(Collected data entries)
'''

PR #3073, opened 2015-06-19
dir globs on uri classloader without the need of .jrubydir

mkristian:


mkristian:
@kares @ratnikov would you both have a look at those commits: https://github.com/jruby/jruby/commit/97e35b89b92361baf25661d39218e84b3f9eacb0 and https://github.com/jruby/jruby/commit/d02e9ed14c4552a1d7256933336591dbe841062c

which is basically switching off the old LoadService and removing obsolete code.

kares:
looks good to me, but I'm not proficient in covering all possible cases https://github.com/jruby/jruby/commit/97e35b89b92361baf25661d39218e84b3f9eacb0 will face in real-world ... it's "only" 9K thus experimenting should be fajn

'''
'''

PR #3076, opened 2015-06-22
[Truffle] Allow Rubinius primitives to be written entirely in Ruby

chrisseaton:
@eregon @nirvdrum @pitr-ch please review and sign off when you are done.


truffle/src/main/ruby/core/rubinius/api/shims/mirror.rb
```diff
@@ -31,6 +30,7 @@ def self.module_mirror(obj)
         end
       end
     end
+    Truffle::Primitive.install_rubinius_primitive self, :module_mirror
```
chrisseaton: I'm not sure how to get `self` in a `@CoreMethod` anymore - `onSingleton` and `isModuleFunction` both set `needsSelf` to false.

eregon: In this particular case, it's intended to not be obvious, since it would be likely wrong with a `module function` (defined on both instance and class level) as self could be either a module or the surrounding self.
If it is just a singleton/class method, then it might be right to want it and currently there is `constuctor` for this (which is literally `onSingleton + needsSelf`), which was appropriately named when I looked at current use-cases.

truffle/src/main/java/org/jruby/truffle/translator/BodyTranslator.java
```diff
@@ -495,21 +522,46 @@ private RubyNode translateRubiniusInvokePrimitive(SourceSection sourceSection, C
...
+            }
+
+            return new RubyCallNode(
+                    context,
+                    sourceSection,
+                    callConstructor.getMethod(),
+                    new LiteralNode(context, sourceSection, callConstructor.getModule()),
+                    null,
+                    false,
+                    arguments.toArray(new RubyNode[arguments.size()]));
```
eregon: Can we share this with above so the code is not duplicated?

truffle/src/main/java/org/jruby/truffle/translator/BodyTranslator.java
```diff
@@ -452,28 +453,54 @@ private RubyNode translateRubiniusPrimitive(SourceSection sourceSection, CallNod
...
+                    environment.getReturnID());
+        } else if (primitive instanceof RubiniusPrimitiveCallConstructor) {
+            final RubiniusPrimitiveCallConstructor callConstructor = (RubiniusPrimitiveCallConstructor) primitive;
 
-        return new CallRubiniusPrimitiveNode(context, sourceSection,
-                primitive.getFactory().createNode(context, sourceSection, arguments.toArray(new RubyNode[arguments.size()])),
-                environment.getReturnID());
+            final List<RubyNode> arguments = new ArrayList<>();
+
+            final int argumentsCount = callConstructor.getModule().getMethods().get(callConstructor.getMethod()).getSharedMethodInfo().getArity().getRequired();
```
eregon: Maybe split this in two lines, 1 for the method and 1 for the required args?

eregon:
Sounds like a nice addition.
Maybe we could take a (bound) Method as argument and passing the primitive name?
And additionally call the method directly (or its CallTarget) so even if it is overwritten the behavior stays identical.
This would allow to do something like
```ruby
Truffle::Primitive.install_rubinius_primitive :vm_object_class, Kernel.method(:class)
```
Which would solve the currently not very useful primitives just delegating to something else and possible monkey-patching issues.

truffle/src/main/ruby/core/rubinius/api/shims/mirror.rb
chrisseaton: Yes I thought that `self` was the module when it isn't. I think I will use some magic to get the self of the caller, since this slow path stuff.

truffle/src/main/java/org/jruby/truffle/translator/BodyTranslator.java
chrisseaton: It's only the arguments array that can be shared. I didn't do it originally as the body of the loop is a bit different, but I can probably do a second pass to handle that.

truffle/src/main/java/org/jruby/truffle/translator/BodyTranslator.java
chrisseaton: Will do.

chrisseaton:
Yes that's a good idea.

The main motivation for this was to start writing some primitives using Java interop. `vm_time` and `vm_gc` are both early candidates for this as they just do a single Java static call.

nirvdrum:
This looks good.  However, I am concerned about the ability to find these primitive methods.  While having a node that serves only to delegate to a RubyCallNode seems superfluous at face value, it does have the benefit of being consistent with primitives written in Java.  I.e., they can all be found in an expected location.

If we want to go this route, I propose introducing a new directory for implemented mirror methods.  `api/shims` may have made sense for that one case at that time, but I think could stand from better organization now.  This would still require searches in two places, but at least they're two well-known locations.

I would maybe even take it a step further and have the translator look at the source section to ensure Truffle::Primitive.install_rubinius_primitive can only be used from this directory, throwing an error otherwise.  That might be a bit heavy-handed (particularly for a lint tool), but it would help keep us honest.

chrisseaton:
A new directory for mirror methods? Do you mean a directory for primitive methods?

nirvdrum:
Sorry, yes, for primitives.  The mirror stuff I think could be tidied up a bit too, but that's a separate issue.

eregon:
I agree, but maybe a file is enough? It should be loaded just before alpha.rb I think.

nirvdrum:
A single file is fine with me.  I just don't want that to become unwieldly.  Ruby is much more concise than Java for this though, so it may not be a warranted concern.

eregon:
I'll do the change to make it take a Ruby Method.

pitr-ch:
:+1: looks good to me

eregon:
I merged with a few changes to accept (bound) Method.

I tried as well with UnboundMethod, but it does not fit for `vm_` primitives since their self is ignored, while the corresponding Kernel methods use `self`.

'''
'''

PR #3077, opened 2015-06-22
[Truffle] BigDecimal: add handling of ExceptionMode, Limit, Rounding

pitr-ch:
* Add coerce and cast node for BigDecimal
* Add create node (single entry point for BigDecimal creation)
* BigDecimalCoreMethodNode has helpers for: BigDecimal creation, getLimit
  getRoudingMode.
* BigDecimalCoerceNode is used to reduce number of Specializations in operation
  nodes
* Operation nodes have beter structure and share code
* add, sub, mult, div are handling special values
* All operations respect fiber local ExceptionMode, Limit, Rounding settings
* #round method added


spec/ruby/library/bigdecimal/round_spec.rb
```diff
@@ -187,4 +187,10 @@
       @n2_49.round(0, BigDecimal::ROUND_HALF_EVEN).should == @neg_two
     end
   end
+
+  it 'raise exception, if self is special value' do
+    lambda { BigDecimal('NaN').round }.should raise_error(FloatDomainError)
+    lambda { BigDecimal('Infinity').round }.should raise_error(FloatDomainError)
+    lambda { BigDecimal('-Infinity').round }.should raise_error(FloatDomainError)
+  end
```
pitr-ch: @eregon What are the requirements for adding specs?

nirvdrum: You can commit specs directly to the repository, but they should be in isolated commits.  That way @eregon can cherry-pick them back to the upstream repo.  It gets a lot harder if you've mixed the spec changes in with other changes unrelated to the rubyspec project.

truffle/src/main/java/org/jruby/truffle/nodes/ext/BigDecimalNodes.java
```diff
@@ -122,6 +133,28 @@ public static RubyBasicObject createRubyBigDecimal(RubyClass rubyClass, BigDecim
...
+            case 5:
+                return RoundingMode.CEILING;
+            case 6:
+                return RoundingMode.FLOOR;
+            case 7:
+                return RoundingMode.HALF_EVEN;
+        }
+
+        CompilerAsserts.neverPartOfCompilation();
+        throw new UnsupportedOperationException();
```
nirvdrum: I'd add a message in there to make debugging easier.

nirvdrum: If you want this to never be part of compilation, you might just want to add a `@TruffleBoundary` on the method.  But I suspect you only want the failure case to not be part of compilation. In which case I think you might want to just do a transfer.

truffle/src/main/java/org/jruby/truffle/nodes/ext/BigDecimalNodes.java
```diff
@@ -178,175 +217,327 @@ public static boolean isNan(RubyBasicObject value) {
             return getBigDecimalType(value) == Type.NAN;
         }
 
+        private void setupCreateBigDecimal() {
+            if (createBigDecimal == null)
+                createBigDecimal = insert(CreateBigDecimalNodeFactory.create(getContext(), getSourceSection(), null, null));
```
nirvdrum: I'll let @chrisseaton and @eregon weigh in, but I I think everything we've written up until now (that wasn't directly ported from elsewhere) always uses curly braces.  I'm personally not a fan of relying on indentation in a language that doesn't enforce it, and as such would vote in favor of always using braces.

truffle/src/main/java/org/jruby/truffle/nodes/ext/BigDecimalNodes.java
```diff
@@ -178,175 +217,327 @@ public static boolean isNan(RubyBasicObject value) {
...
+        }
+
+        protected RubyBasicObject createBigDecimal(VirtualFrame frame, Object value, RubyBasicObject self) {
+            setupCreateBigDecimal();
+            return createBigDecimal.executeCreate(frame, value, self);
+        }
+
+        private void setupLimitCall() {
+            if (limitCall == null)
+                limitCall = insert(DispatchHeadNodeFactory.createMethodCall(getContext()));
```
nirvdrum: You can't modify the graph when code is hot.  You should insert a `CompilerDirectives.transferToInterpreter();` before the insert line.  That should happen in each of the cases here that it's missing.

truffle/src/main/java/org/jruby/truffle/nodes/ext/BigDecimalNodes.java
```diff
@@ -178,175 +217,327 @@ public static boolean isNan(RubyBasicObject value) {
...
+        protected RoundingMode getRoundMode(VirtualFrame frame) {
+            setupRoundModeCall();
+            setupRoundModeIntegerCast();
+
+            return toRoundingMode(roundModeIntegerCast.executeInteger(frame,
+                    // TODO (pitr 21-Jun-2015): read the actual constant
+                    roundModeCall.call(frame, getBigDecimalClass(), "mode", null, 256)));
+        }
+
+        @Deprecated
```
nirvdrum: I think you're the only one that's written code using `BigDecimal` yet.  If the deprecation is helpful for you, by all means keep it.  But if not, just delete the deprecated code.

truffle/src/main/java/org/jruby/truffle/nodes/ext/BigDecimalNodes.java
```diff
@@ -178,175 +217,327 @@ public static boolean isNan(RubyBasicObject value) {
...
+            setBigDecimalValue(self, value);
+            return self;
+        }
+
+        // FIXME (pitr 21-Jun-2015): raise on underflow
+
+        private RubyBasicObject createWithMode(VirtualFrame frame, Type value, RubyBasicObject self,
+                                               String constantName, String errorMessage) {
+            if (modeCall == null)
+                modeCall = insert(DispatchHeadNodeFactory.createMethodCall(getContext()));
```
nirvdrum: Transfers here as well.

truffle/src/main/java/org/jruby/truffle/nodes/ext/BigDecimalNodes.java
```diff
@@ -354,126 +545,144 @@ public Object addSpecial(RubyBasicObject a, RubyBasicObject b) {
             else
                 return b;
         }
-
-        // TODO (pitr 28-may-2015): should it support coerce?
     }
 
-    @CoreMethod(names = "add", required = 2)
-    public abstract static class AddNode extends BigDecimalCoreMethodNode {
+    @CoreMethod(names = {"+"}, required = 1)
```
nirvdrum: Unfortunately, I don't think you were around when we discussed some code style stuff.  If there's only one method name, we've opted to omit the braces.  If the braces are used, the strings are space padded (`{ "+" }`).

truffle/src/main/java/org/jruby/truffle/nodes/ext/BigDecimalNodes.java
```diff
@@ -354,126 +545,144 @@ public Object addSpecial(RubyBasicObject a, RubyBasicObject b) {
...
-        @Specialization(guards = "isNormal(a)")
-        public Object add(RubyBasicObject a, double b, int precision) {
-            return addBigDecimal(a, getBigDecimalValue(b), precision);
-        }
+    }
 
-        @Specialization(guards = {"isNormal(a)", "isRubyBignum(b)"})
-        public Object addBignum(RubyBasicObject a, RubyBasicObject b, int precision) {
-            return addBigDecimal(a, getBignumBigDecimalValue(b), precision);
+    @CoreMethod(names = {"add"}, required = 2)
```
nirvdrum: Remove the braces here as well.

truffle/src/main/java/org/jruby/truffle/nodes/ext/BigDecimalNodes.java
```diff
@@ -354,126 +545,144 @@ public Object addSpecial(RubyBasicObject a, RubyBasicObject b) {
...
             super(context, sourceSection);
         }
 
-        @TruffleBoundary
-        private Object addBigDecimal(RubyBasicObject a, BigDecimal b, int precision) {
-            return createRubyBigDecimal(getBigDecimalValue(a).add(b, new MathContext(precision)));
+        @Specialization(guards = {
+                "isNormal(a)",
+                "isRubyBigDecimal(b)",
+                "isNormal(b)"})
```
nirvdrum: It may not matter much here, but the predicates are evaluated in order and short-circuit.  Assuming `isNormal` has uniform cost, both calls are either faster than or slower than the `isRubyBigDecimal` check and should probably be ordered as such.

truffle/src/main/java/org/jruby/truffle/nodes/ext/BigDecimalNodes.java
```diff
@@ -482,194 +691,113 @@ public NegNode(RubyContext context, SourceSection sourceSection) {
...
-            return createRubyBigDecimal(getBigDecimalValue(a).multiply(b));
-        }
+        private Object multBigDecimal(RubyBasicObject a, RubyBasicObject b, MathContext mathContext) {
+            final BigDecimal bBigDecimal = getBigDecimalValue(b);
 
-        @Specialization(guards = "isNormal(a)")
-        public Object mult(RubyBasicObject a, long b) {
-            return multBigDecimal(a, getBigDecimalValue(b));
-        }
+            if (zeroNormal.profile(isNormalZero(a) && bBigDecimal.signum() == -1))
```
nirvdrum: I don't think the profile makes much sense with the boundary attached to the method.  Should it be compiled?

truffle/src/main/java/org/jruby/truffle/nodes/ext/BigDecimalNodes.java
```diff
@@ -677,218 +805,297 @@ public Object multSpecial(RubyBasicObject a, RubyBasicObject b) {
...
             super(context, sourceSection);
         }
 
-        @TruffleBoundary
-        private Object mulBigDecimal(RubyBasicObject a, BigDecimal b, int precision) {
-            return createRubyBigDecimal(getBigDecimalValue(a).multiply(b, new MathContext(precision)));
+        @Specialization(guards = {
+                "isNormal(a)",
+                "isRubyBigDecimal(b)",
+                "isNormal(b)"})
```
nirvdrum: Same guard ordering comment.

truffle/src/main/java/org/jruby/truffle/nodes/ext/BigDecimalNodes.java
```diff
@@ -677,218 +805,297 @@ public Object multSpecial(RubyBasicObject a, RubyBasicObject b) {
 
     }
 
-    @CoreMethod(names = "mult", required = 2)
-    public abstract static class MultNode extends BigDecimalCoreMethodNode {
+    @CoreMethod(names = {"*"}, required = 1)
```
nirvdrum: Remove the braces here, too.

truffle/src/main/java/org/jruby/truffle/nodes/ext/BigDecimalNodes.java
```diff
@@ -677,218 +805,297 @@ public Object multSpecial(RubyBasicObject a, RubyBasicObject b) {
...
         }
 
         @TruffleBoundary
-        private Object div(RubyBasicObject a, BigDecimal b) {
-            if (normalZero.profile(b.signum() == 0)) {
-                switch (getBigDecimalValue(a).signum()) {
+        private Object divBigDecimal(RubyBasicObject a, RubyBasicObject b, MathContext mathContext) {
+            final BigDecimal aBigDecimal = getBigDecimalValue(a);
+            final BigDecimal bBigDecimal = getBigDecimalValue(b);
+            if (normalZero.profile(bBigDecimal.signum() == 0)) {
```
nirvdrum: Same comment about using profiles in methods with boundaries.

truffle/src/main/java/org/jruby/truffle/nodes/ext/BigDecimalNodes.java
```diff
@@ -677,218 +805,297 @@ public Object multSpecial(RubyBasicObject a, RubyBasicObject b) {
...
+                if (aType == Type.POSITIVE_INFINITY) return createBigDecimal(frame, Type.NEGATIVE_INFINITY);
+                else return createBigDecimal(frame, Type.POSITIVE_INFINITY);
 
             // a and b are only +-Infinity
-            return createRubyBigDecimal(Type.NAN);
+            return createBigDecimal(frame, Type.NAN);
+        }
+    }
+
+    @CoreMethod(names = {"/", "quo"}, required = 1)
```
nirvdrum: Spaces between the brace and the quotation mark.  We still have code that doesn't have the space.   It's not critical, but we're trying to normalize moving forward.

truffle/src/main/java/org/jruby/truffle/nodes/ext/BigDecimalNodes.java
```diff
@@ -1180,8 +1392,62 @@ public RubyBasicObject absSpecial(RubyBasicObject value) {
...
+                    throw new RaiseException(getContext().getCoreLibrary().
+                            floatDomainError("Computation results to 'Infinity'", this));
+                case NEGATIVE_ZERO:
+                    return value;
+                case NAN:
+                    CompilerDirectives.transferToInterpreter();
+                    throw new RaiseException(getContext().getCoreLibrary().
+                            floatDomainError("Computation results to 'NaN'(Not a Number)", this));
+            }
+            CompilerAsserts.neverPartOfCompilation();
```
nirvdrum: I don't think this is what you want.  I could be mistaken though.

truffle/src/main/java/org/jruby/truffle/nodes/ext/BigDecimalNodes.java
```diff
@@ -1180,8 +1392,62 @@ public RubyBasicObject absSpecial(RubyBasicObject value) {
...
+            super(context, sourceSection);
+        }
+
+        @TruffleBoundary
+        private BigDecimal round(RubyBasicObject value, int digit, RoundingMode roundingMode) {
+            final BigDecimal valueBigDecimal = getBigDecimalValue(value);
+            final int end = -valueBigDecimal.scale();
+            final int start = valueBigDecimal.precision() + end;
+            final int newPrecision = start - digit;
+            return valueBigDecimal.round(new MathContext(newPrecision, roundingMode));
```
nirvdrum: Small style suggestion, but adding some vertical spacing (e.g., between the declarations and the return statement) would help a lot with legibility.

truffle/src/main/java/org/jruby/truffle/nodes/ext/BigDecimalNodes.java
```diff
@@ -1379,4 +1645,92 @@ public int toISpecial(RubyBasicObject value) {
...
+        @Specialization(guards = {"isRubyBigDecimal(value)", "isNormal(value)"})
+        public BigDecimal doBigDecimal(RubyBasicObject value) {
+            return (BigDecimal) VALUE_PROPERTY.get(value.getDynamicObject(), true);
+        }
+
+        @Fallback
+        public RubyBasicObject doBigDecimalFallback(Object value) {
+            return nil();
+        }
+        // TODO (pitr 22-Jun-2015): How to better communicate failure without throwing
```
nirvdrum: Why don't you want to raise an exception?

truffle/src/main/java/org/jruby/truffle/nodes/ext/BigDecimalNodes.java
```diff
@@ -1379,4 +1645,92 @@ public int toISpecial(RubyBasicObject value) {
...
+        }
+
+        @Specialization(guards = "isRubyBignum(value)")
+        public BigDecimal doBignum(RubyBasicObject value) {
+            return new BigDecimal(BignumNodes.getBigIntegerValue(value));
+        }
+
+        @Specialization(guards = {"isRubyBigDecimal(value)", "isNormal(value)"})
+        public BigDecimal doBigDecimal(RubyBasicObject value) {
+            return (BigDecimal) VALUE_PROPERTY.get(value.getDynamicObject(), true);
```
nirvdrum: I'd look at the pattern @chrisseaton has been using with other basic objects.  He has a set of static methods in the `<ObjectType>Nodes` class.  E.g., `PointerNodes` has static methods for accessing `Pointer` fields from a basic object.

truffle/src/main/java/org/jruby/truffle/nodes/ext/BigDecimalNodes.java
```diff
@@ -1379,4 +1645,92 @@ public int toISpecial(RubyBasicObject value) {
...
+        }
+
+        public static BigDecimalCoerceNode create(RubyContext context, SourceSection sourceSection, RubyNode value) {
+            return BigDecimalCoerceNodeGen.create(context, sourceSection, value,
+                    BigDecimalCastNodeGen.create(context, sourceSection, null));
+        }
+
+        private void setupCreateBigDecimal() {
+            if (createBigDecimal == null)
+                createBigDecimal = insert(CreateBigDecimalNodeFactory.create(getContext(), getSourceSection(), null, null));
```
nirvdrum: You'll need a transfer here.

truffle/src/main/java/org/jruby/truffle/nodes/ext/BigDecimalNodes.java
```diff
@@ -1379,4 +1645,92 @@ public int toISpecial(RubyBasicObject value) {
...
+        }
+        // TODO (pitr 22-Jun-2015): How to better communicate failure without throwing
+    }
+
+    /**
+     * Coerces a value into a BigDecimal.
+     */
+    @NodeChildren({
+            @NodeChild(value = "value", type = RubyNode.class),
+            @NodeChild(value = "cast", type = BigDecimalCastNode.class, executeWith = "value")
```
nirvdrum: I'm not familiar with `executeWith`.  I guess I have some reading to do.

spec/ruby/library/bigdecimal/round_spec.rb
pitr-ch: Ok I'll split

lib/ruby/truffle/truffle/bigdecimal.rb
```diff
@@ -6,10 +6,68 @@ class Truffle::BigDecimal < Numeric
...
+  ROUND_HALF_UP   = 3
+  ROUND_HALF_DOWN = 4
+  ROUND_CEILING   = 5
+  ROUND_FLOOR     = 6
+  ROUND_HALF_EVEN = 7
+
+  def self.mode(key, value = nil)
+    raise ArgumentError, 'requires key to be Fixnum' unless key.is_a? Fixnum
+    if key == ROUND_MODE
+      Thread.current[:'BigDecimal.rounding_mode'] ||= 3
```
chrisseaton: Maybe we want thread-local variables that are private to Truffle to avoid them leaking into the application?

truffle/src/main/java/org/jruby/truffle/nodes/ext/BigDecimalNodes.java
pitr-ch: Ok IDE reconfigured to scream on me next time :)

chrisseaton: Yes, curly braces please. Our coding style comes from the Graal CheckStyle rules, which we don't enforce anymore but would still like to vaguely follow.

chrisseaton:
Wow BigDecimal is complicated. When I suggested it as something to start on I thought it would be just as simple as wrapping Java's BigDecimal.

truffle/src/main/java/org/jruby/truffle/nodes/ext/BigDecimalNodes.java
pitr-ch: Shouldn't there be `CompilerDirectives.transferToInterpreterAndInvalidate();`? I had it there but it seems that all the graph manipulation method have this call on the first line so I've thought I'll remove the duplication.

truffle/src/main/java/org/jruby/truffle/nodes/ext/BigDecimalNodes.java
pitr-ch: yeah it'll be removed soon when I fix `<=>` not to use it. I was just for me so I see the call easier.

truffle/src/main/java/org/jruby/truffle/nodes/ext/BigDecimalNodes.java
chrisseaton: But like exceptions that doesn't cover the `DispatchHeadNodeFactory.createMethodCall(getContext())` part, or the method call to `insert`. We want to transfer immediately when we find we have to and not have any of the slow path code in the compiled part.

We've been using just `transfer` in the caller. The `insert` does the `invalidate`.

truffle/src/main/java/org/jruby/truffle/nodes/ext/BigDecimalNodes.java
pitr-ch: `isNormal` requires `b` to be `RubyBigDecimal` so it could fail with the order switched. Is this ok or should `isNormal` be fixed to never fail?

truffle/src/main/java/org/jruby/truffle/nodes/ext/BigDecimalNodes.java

'''

§ ASSIGNMENT:
Which lines above hold the string "please"? Copy every one of them.

§ THE COMPLETED TASK:
@eregon @nirvdrum @pitr-ch please review and sign off when you are done.
chrisseaton: Yes, curly braces please. Our coding style comes from the Graal CheckStyle rules, which we don't enforce anymore but would still like to vaguely follow.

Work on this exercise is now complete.